SUPPLIED DATA =
PR #908, opened 2018-10-20
Add gifs to readme

tecosaur:
I think this makes the readme a bit prettier and better showcases the extension's capabilities. 

Added files: **3× .png + 15× .gif**
Total size: **2.3 MB**
Theme used: **Light+**


James-Yu:
Can you please move the media to a root folder with name e.g. `screencasts` or `media`? This reduces problem dealing with paths of spaces, which might emerge in some future time.

tecosaur:
Sure, I'll do that later tonight.

>

tecosaur:
On second thoughts I can't see any easy way to do that (at least via Githib web), any suggestions?

tecosaur:
Time for plan B

James-Yu:
It seems that README.md was not changed

tecosaur:
???
image
Why do you say that?

tecosaur:
Ahh, I think I might have found why you would think that - I forgot to charge the `src` attribute of the images when I moved the images.
I also noticed a sentence that was somewhat dodgy (I think written by me originally), thought I might as well fix that.

PR #909, opened 2018-10-21
Add [View on pdf] link  in hover on \ref

tamuratak:
Hi,
this is a patch to add  [View on pdf] link in hover on \ref. When clicking the link, SyncTeX command is executed for \\label{...} corresponding to \\ref{...}. We can do the same thing by clicking [Go to definition] or [Peek definition], moving a cursor to the label, then executing SyncTeX. But, the advantage of this patch is that SyncTeX command can be executed for other than the current PDF viewer. We can use the current viewer to view a sentence we are editing now, and use tab viewer or browser to view a part \\ref{...} refers to, and vice versa. With this patch, we overcome the imperfect navigation of PDF viewers in a measure.

---
oct-21-2018 16-32-19

### DIFF
--- a/package.json
+++ b/package.json
@@ -593,6 +593,16 @@
             "[Experimental] Open PDF with the external viewer set in \"View > Pdf > External: command\"."
           ]
         },
+        "latex-workshop.view.pdf.ref.viewer": {
+          "type": "string",
+          "default": "auto",
+          "enum": [
+            "auto",
+            "tabOrBrowser",
+            "external"
+          ],
+          "description": "PDF viewer used for [View on PDF] link on \\ref."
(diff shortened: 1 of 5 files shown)


tecosaur:
Nice!

realjoenguyen:
@tamuratak @James-Yu hi, what is this command? I want to set the shortcut for "view on pdf". Thank you!

jlelong:
Unfortunately, there is no easy access to the real command behind "view on pdf". It calls `latex-workshop.synctexto` with arguments coming from the reference database internally computed by the extension. Binding this call to a keyboard shortcut would require specific development.

PR #926, opened 2018-10-29
add animation for pdf-to-tex SyncTeX

tamuratak:
Hi,
this is a patch to add animated notification for pdf-to-tex SyncTeX on pdf viewer. 

oct-29-2018 13-47-30

Please notice that this patch does not add animation for pdf-to-tex SyncTeX on  external pdf viewer.


tecosaur:
I notice that this seems to only 'highlight' the first word. I'd personally consider it to be slightly preferable if it 'highlighted' the line, and started with non-solid red, something like opacity=0.8. Any thoughts?

PR #928, opened 2018-10-29
Clean output directory recursively

zoehneto:
This PR implements recursive cleaning when invoking the "Clean up auxiliary files" action. This is needed for projects where some latex files are in a sub directory e.g.:
```
main.tex
chapters/chapter1.tex
chapters/chapter2.tex
```

### DIFF
--- a/src/components/cleaner.ts
+++ b/src/components/cleaner.ts
@@ -23,7 +23,9 @@ export class Cleaner {
             outdir += path.sep
         }
         if (outdir !== './') {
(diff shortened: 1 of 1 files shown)


James-Yu:
Sorry to revert this PR. Please see #930 for the concern.

zoehneto:
@James-Yu @tamuratak Thanks for the comment, I didn't think of this issue. I think the solution would be to only clean directories recursively if the output directory isn't `./` i.e. when the user has specified an output directory. I would assume that there is no important content (content that should not be deleted) in the output directory.

Issue #930, opened 2018-10-30
PR  #928 must not be merged. 


tamuratak:
@James-Yu. I think PR #928 must not be merged. This PR deletes files too aggressively. Subdirectories do not necessarily contain TeX-related files only.  For example, it also deletes files with the suffix `.log`  in subdirectories.  When someone has data files with the suffix `.log` in a subdirectory to write a paper, the result will be disastrous.

James-Yu:
Hmm fair enough. Will revert it.

tamuratak:
Thank you for your quick response.

PR #933, opened 2018-10-30
Clean output directory recursively

zoehneto:
This PR implements recursive cleaning for the output directory (only when an output directory other than `./` is specified) when invoking the "Clean up auxiliary files" action. This is needed for projects where some latex files are in a sub directory e.g.:

```
main.tex
chapters/chapter1.tex
chapters/chapter2.tex
```

@James-Yu @tamuratak This is a new version of PR #928 with the concerns from issue #930 in mind. The concerns are handled by only cleaning in the specified output directory, which shouldn't contain any files apart from those generated by the build.

### DIFF
--- a/src/components/cleaner.ts
+++ b/src/components/cleaner.ts
@@ -23,7 +23,7 @@ export class Cleaner {
             outdir += path.sep
         }
         if (outdir !== './') {
-            globs = globs.concat(globs.map(globType => outdir + globType))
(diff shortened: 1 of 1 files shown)


James-Yu:
@tamuratak if you are good with the PR, I will merge it. I did not find niche cases in which the PR breaks things.

tamuratak:
I have not found any problem. I hope we are right.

WHAT YOU SHOULD DO =
What do the lines of the material read, from the first through the line with "viewer used for"? Transcribe them exactly and stop there.

WRITTEN ANSWER =
PR #908, opened 2018-10-20
Add gifs to readme

tecosaur:
I think this makes the readme a bit prettier and better showcases the extension's capabilities. 

Added files: **3× .png + 15× .gif**
Total size: **2.3 MB**
Theme used: **Light+**


James-Yu:
Can you please move the media to a root folder with name e.g. `screencasts` or `media`? This reduces problem dealing with paths of spaces, which might emerge in some future time.

tecosaur:
Sure, I'll do that later tonight.

>

tecosaur:
On second thoughts I can't see any easy way to do that (at least via Githib web), any suggestions?

tecosaur:
Time for plan B

James-Yu:
It seems that README.md was not changed

tecosaur:
???
image
Why do you say that?

tecosaur:
Ahh, I think I might have found why you would think that - I forgot to charge the `src` attribute of the images when I moved the images.
I also noticed a sentence that was somewhat dodgy (I think written by me originally), thought I might as well fix that.

PR #909, opened 2018-10-21
Add [View on pdf] link  in hover on \ref

tamuratak:
Hi,
this is a patch to add  [View on pdf] link in hover on \ref. When clicking the link, SyncTeX command is executed for \\label{...} corresponding to \\ref{...}. We can do the same thing by clicking [Go to definition] or [Peek definition], moving a cursor to the label, then executing SyncTeX. But, the advantage of this patch is that SyncTeX command can be executed for other than the current PDF viewer. We can use the current viewer to view a sentence we are editing now, and use tab viewer or browser to view a part \\ref{...} refers to, and vice versa. With this patch, we overcome the imperfect navigation of PDF viewers in a measure.

---
oct-21-2018 16-32-19

### DIFF
--- a/package.json
+++ b/package.json
@@ -593,6 +593,16 @@
             "[Experimental] Open PDF with the external viewer set in \"View > Pdf > External: command\"."
           ]
         },
+        "latex-workshop.view.pdf.ref.viewer": {
+          "type": "string",
+          "default": "auto",
+          "enum": [
+            "auto",
+            "tabOrBrowser",
+            "external"
+          ],
+          "description": "PDF viewer used for [View on PDF] link on \\ref."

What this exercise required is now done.